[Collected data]
..............................

PR #108, opened 2019-11-22
shard buffers to reduce lock contention

arbll:
### What does this PR do?

We had a single buffer we wrote all serialized metrics to. It was creating contention when multiple Goroutines where pushing metrics at the same time. This PR tries to address this issue by instead using a configurable number of buffers to reduce the chance two Goroutines write to the same buffer at the same time.
To implement this, we need a way to decide to which buffer we should write when a metric is submitted.
Currently, this PR uses the metric name to do so:
https://github.com/DataDog/datadog-go/blob/12805b4c7a2528b930591bd6d14fea0e031d6aa2/statsd/statsd.go#L389-L390

### Benchmarks

Using `bench.RunParallel`. Each goroutine sends metrics with a different name:
```
benchmark                      old ns/op     new ns/op     delta
BenchmarkStatsdUDP-4          219           105           -52.05%
BenchmarkStatsdUDS-4          217           110           -49.31%
```

### Notes

- Sharding by metric name might not be optimal is some scenarios.
- Buffering might get a bit worse as some of the buffers might get rarely written to which would lead to datagrams containing few metrics.

### TODO

- [ ] add MIT licence & copyright to fnv1a || import it as a dependency

### DIFF
--- a/statsd/client_test.go
+++ b/statsd/client_test.go
@@ -145,16 +145,16 @@ func TestBufferedClient(t *testing.T) {
 
 	dur, _ := time.ParseDuration("123us")
 
-	client.Incr("ic", nil, 1)
-	client.Decr("dc", nil, 1)
-	client.Count("cc", 1, nil, 1)
-	client.Gauge("gg", 10, nil, 1)
-	client.Histogram("hh", 1, nil, 1)
-	client.Distribution("dd", 1, nil, 1)
-	client.Timing("tt", dur, nil, 1)
-	client.Set("ss", "ss", nil, 1)
+	client.Incr("ab", nil, 1)
+	client.Decr("ab", nil, 1)
+	client.Count("ab", 1, nil, 1)
+	client.Gauge("ab", 10, nil, 1)
+	client.Histogram("ab", 1, nil, 1)
+	client.Distribution("ab", 1, nil, 1)
+	client.Timing("ab", dur, nil, 1)
+	client.Set("ab", "ss", nil, 1)
 
-	client.Set("ss", "xx", nil, 1)
+	client.Set("ab", "xx", nil, 1)
 	client.Flush()
 	if err != nil {
 		t.Errorf("Error sending: %s", err)
@@ -169,15 +169,15 @@ func TestBufferedClient(t *testing.T) {
 	}
 
 	expected := []string{
-		`foo.ic:1|c|#dd:2`,
-		`foo.dc:-1|c|#dd:2`,
-		`foo.cc:1|c|#dd:2`,
-		`foo.gg:10|g|#dd:2`,
-		`foo.hh:1|h|#dd:2`,
-		`foo.dd:1|d|#dd:2`,
-		`foo.tt:0.123000|ms|#dd:2`,
-		`foo.ss:ss|s|#dd:2`,
-		`foo.ss:xx|s|#dd:2`,
+		`foo.ab:1|c|#dd:2`,
+		`foo.ab:-1|c|#dd:2`,
+		`foo.ab:1|c|#dd:2`,
+		`foo.ab:10|g|#dd:2`,
+		`foo.ab:1|h|#dd:2`,
+		`foo.ab:1|d|#dd:2`,
+		`foo.ab:0.123000|ms|#dd:2`,
+		`foo.ab:ss|s|#dd:2`,
+		`foo.ab:xx|s|#dd:2`,
 	}
 
 	for i, res := range strings.Split(result, "\n") {
--- a/statsd/fnv1a.go
+++ b/statsd/fnv1a.go
@@ -1,0 +1,39 @@
+package statsd
+
+const (
+	// FNV-1a
+	offset32 = uint32(2166136261)
+	prime32  = uint32(16777619)
+
+	// init32 is what 32 bits hash values should be initialized with.
+	init32 = offset32
+)
+
+// HashString32 returns the hash of s.
+func hashString32(s string) uint32 {
+	return addString32(init32, s)
+}
+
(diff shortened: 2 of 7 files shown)


statsd/fnv1a.go
```diff
@@ -0,0 +1,39 @@
+package statsd
+
+const (
+	// FNV-1a
```
bai: Curious: is there any reason for not using https://golang.org/src/hash/fnv/fnv.go?s=1294:1319#L40?

arbll: Unfortunately, the way the standard hash API is exposed automatically leads to dynamic allocations. This is not desirable in our case since it's pretty common to have calls to these library methods in application hot paths.

kevinconaway:
Thoughts on allowing clients to control the "sharding"?  Perhaps something like

```go
client := statsd.Client

for range workerCount {
   go func() {
      stats := client.NewClient()
      //....
   }()
}
```

Each "sub" client would then be independent from the others and could buffer / append metrics internally before sending them to to be delivered.

I'm concerned that hashing every metric key is going to add unnecessary overhead for the scenarios where we submit metrics in tight loops

arbll:
@kevinconaway I could add a fast path for the case where we only configured one shard. That should work for such use cases right ?

statsd/worker.go
```diff
@@ -0,0 +1,80 @@
...
+func newWorker(pool *bufferPool, sender *sender) *worker {
+	return &worker{
+		pool:   pool,
+		sender: sender,
+		buffer: pool.borrowBuffer(),
+	}
+}
+
+func (w *worker) processMetric(m metric) error {
+	if w.shouldSample(m.rate) {
```
truthbk: I believe this should be `if !w.shouldSample(m.rate) {}`?

statsd/client_test.go
```diff
@@ -150,16 +150,16 @@ func TestBufferedClient(t *testing.T) {
...
-	client.Decr("dc", nil, 1)
-	client.Count("cc", 1, nil, 1)
-	client.Gauge("gg", 10, nil, 1)
-	client.Histogram("hh", 1, nil, 1)
-	client.Distribution("dd", 1, nil, 1)
-	client.Timing("tt", dur, nil, 1)
-	client.Set("ss", "ss", nil, 1)
-
-	client.Set("ss", "xx", nil, 1)
+	client.Incr("ab", nil, 1)
```
truthbk: although you do it on the benchmark test, would we want to have a different test with more random metric naming to ensure we test the actual sharding of the metrics to the different workers?

statsd/worker.go
hush-hush: The logic is right but the naming is confusing, editing.

statsd/statsd.go
```diff
@@ -395,44 +382,12 @@ func (c *Client) namespace() string {
...
-	c.Lock()
-	var err error
-	if err = c.writeMetricUnsafe(m); err == errBufferFull {
-		c.flushUnsafe()
-		err = c.writeMetricUnsafe(m)
-	}
-	c.Unlock()
-	return err
+	h := hashString32(m.name)
+	return c.bufferShards[h%uint32(len(c.bufferShards))].processMetric(m)
```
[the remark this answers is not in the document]
hush-hush: The `fastrange` is fair only if we have a wide spread of value. We might have similar value in our case since many metrics will share the majority of there name.

For example, running some very simple test with our benchmark (we have GOMAXPROC different metric name, so in my case `test.metric1` to `test.metric8`):

This produce this spread with `%`:
```
modulo test.metric1 -> shard 28
modulo test.metric2 -> shard 21
modulo test.metric3 -> shard 2
modulo test.metric4 -> shard 3
modulo test.metric5 -> shard 16
modulo test.metric6 -> shard 9
modulo test.metric7 -> shard 22
modulo test.metric8 -> shard 7
```

This produce this spread with `fastrange`:
```
fastrange test.metric1 -> shard 14
fastrange test.metric2 -> shard 14
fastrange test.metric3 -> shard 14
fastrange test.metric4 -> shard 14
fastrange test.metric5 -> shard 14
fastrange test.metric6 -> shard 14
fastrange test.metric7 -> shard 14
fastrange test.metric8 -> shard 15
```

Having fully randomized metrics name give the same spread than the modulo but does not speed things up much:

fully randomize metric name + modulo:
```
BenchmarkStatsdUDP-8   	22229242	        52.7 ns/op
BenchmarkStatsdUDS-8   	21336699	        55.6 ns/op
```

fully randomize metric name + fast range:
```
BenchmarkStatsdUDP-8   	23752176	        51.0 ns/op
BenchmarkStatsdUDS-8   	24448677	        50.9 ns/op
```

statsd/client_test.go
hush-hush: Not sure it's worth it:
- Testing with arbitrary value is not very valuable I think
- Testing with random value will cause the test to be flaky

Since it's not part of the public API I don't think unit test should cover this part. The  benchmark are better suited for this I think.

truthbk: You're absolutely right, randomizing the metric name would make the test unreliable. Sounds good to just do this on the benchmark test.

statsd/statsd.go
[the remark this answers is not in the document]
truthbk: modulo it is! But thanks for doing this. It's interesting how we could not reproduce at all the kind of gains `fastrange` claims. Just curious how many buckets did we have here?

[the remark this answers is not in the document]
hush-hush: The default it 32 (https://github.com/DataDog/datadog-go/pull/108/files#diff-4471ec43bb44996af266fa51c1a2acf3R22)

PR #120, opened 2020-01-13
fix a race between flushing and writing

arbll:
### What does this PR do

When calling `sender.flush()` one datagram could be in the process of being written by `sender.sendLoop()`. When flushing just before exiting the app one datagram could be lost because it was still in the process of being handled by `sendLoop`.

I am not 100% sure we need this as a call to `client.Close()` will flush and make sure `sendLoop` completes. This issue can be viewed as a missing `Close` call by the user.


arbll:
Looks like this was implemented in https://github.com/DataDog/datadog-go/pull/163 instead

PR #660, opened 2022-06-16
Some IDE things, Some selfhost, and a little bit of return; sauce

alimpfard:
The `else` thing:
image

The rest are just niceties to make the last commit possible :P


selfhost/codegen.jakt
```diff
@@ -182,6 +182,33 @@ struct CodeGenerator {
...
+                | U64(val)
+                | F32(val)
+                | F64(val)
+                | I64(val)
+                | I16(val)
+                | U16(val)
+                | USize(val)
+                | U32(val)
+                => format("static_cast<{}>({}{})", type_name, val, suffix)
+            }
```
alimpfard, line 210: Rust: "what does this even _mean_?"

PR #661, opened 2022-06-16
selfhost/typechecker: Expand type checking of variable declarations

greytdepression:
I expanded the existing type checking of variable declarations in the selfhosted compiler to get closer to functionality of the rust compiler.
The checking of builtin types is still missing and will require additional functions.

This is my first pull request, so I'd appreciate all the feedback I can get :^)


awesomekling:
Looks solid! :^)

PR #662, opened 2022-06-16
Fix helper function error

lanmonster:
`CheckedFunction`'s method `is_static` did not know about the members of `CheckedParameter` because `CheckedParameter` was defined after `CheckedFunction`. Ideally the order would not matter, but this will get the error in the editor to go away for now.


awesomekling:
Let's the compiler instead. :)
Doing that in #664

PR #670, opened 2022-06-16
Check and generate If statements

lanmonster:
With this change, we pass all of the if samples! :^)


awesomekling:
Dropped the second commit since it overlapped with Grey's PR

PR #674, opened 2022-06-17
selfhost/typechecker: Implement try_to_promote_constant_expr_to_type

greytdepression:


selfhost/typechecker.jakt
```diff
@@ -282,11 +282,7 @@ boxed enum Type {
         I32 => -2147483648
         // FIXME: this generates a warning in the C++ code
         I64 => -9223372036854775808
-        U8 => 0
-        U16 => 0
-        U32 => 0
-        U64 => 0
-        Usize => 0
+        U8 | U16 | U32 | U64 | Usize => 0
```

..............................

Action item: From the entries above, pull out each line that includes "declarations".

Result for this exercise:
selfhost/typechecker: Expand type checking of variable declarations
I expanded the existing type checking of variable declarations in the selfhosted compiler to get closer to functionality of the rust compiler.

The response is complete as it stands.